__Instructions to follow__: From the data that follows, copy every line with the string "CKPT".

Dataset entries:
=== Begin Enclosure ===

PR #761, opened 2023-01-06
SD - Command-line - CKPT update feature

Abhishek-Varma:
This PR contains 7 commits :-

**Commit 1**
-- Adds `use_external_reference` flag to `torch_mlir.compile` to help gather all weight resources.

**Commit 2**
-- Adds checkpoint update feature on Clip, Unet and Vae.

**Commit 3**
-- Adds an assert to check that the current and the new values of weight match in shape.

**Commit 4**
-- Adds two fixes to the CKPT update feature.

**Commit 5**
-- Adds a way to monitor the CKPT update feature which the user can invoke by `show_checkpoint_update` flag.

**Commit 6**
-- Adds README.md entry to use CKPT update feature.

**Commit 7**
-- Fixes couple of lint errors.

This is based on the upstream `torch-mlir` branch which we're using for SHARK -> [cuda_f16](https://github.com/llvm/torch-mlir/tree/cuda_f16) since the patch which would help gather all weight resources outside the `forward` function has been added.

It also needs a temporary fix on IREE :-
1. PR raised on [SHARK-Runtime](https://github.com/nod-ai/SHARK-Runtime/pull/32)
2. Upstream issue being tracked [here](https://github.com/iree-org/iree/issues/11652)

CC: @powderluv @pashu123

### DIFF
--- a/shark/examples/shark_inference/stable_diffusion/README.md
+++ b/shark/examples/shark_inference/stable_diffusion/README.md
@@ -54,3 +54,15 @@ use the flag `--variant=` to specify the model to be used.
 ```shell
 python .\shark\examples\shark_inference\stable_diffusion\main.py --variant=anythingv3 --max_length=77 --prompt="1girl, brown hair, green eyes, colorful, autumn, cumulonimbus clouds, lighting, blue sky, falling leaves, garden"
 ```
+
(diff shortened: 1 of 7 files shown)


powderluv:
deprecated.

PR #769, opened 2023-01-09
Re-enable TF GPU device

mariecwhite:


mariecwhite:
This change causes TF CPU to stall. Will look into it.

mariecwhite:
This is now working. PTAL

mariecwhite:
Thanks for the explanation.

For 1, we would prefer to have accuracy verified for each benchmark run so decoupling is not ideal.
For 2, did you look into having the process return results? Something like this: https://stackoverflow.com/questions/10415028/how-to-get-the-return-value-of-a-function-passed-to-multiprocessing-process

PR #790, opened 2023-01-10
add json data for each image

PhaneeshB:
- adds json info for each generated image with the same name as the image file
- changes images name to take partial prompt, seed and date time.
- gives option to save images in a specified dir using `--output_dir` flag

### DIFF
--- a/shark/examples/shark_inference/stable_diffusion/stable_args.py
+++ b/shark/examples/shark_inference/stable_diffusion/stable_args.py
@@ -123,6 +123,12 @@ p.add_argument(
     help="other supported schedulers are [PNDM, DDIM, LMSDiscrete, EulerDiscrete, DPMSolverMultistep]",
 )
 
+p.add_argument(
+    "--output_dir",
+    type=str,
+    default=None,
+    help="Directory path to save the output images and json",
+)
 ##############################################################################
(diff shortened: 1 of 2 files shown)


shark/examples/shark_inference/stable_diffusion/stable_args.py
```diff
@@ -123,6 +123,12 @@ def path_expand(s):
     help="other supported schedulers are [PNDM, DDIM, LMSDiscrete, EulerDiscrete, DPMSolverMultistep]",
 )
 
+p.add_argument(
+    "--output_dir",
+    type=str,
+    default=None,
```
powderluv, line 129: should this be `pwd`

PhaneeshB: yes, it is pwd or the path specified by the user.
taken into consideration in main.py
also it will create a path specified by user if not already created

powderluv:
Please test this will the exe. We may have to add the new imports to the spec file.

PhaneeshB:
> Please test this will the exe. We may have to add the new imports to the spec file.

This should be good to go as these changes don't affect web just cli
@Shukla-Gaurav

Shukla-Gaurav (approved):
LGTM!

PR #801, opened 2023-01-12
Increase JPEG output quality & disable subsampling

xzuyn:
Increased to JPEG95 from the default JPEG75 which is way too compressed. Output image size is now ~100-200kb. Previously was ~20kb.

### DIFF
--- a/shark/examples/shark_inference/stable_diffusion/main.py
+++ b/shark/examples/shark_inference/stable_diffusion/main.py
@@ -273,6 +273,8 @@ if __name__ == "__main__":
         }
         prompt_slice = re.sub("[^a-zA-Z0-9]", "_", args.prompts[i][:15])
         img_name = f"{prompt_slice}_{args.seed}_{i}_{dt.now().strftime('%y%m%d_%H%M%S')}"
-        pil_images[i].save(output_path / f"{img_name}.jpg", quality=95, subsampling=0)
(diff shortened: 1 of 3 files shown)


powderluv (commented):
Awesome. Do we need it for the cli too ?

xzuyn:
I've only really used the GUI so I'm not sure. I think that should add the change for cli.

powderluv (approved):

powderluv:
Please run black --line-length 79 .

You can install with pip install black.

xzuyn:
what for?

powderluv:
Oh the CI has a bunch of python code formatting checks. See the build failure in the CI.

xzuyn:
fixed the line length formatting.

powderluv (approved):
We can merge this -- but don't we just want 100%

xzuyn:
Documentation says going above 95 isn't recommended.

> The image quality, on a scale from 0 (worst) to 95 (best), or the string keep. The default is 75. Values above 95 should be avoided; 100 disables portions of the JPEG compression algorithm, and results in large files with hardly any gain in image quality. The value keep is only valid for JPEG files and will retain the original image quality level, subsampling, and qtables.

Maybe a toggle between PNG and JPEG95 at some point?

powderluv:
yup reasonable to add png

PR #805, opened 2023-01-12
small fixes

PhaneeshB:
- change mlir module name in torch utils
- add extra_args as a keyword arg in vulkan utils


pashu123 (approved):
Thanks!

PR #806, opened 2023-01-12
[SD] Reorganize the stable diffusion model.

Shukla-Gaurav:
The stable diffusion codebase has been reorganized to make it more modular so that the same script can be used for web as well as cli, instead of duplicating the whole codebase.


Shukla-Gaurav:
This draft PR is an effort to re-organize the stable diffusion codebase. This should make the code more modular and the process of adding new features like img2img, upscalar less redundant. 
I would love to get feedbacks/suggestions on this restructuring. @powderluv @qedawkins @raikonenfnu  @pashu123 @PhaneeshB

raikonenfnu:
Some ideas/notes:

-Perhaps we should add a new directory add the root called "apps" and this directory can go in this a.k.a apps/stable_diffusion. 
-Is upscaler not in this patch?

qedawkins:
+1 on the apps idea. Or rather, it would be good to understand what the intended import graph looks like for stable diffusion. Likely needs to be coordinated with #742 as well, as the model wrappers are moved with this change to a location that can't easily be imported by another module (I think the solution is probably just to put model_wrappers.py in the tank then and import from there?)

stablediffusion/utils/stable_diffusion.py
```diff
@@ -0,0 +1,235 @@
+import torch
```
pashu123, line 1: Can create a different folder namely - model_pipeline and add `shark_stable_diffusion_pipeline.py`.

Shukla-Gaurav:
> Some ideas/notes:
> 
> -Perhaps we should add a new directory add the root called "apps" and this directory can go in this a.k.a apps/stable_diffusion. -Is upscaler not in this patch?

Adding the features incrementally. After img2img, I will add upscaler in the next patch.

powderluv:
Please readd model.json 

my testing it seems good.

powderluv (approved):

powderluv (approved):

PR #812, opened 2023-01-13
add single execution multi-run SD

PhaneeshB:
- we can use flag `--runs` to specify the number of images to be generated in one execution.
- this will use all the same prompt and generate `runs` number of images by consecutively running SD with a random seed value for each run.
- if `--seed` is provided in cli it will only be used for the first image.
- all images will be saved in current working directory or path specified by `--output_dir`


PhaneeshB:
This is a temporary addition to support multiple runs and will be modified with the refactored SD.
@Shukla-Gaurav

powderluv (approved):

powderluv (approved):

PR #1614, opened 2023-07-01
adding path to correct pytorch binary

Ranvirsv:


apps/stable_diffusion/shark_sd.spec
```diff
@@ -42,7 +42,12 @@ datas += [
          ( 'web/ui/logos/*', 'logos' )
          ]
 
+torch_path = sys.prefix + '/lib/python3.11/site-packages/torch/lib/libtorch_python.dylib'
```
powderluv, line 45: This won't work on Windows. I think you can just add to copy_data()

powderluv (changes requested):

apps/stable_diffusion/shark_sd.spec
Ranvirsv: the spec file already has copy_metadata('torch')

Ranvirsv:
Still has some issues with iree-compile.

=== End Enclosure ===

__Finished exercise__:
SD - Command-line - CKPT update feature
-- Adds two fixes to the CKPT update feature.
-- Adds a way to monitor the CKPT update feature which the user can invoke by `show_checkpoint_update` flag.
-- Adds README.md entry to use CKPT update feature.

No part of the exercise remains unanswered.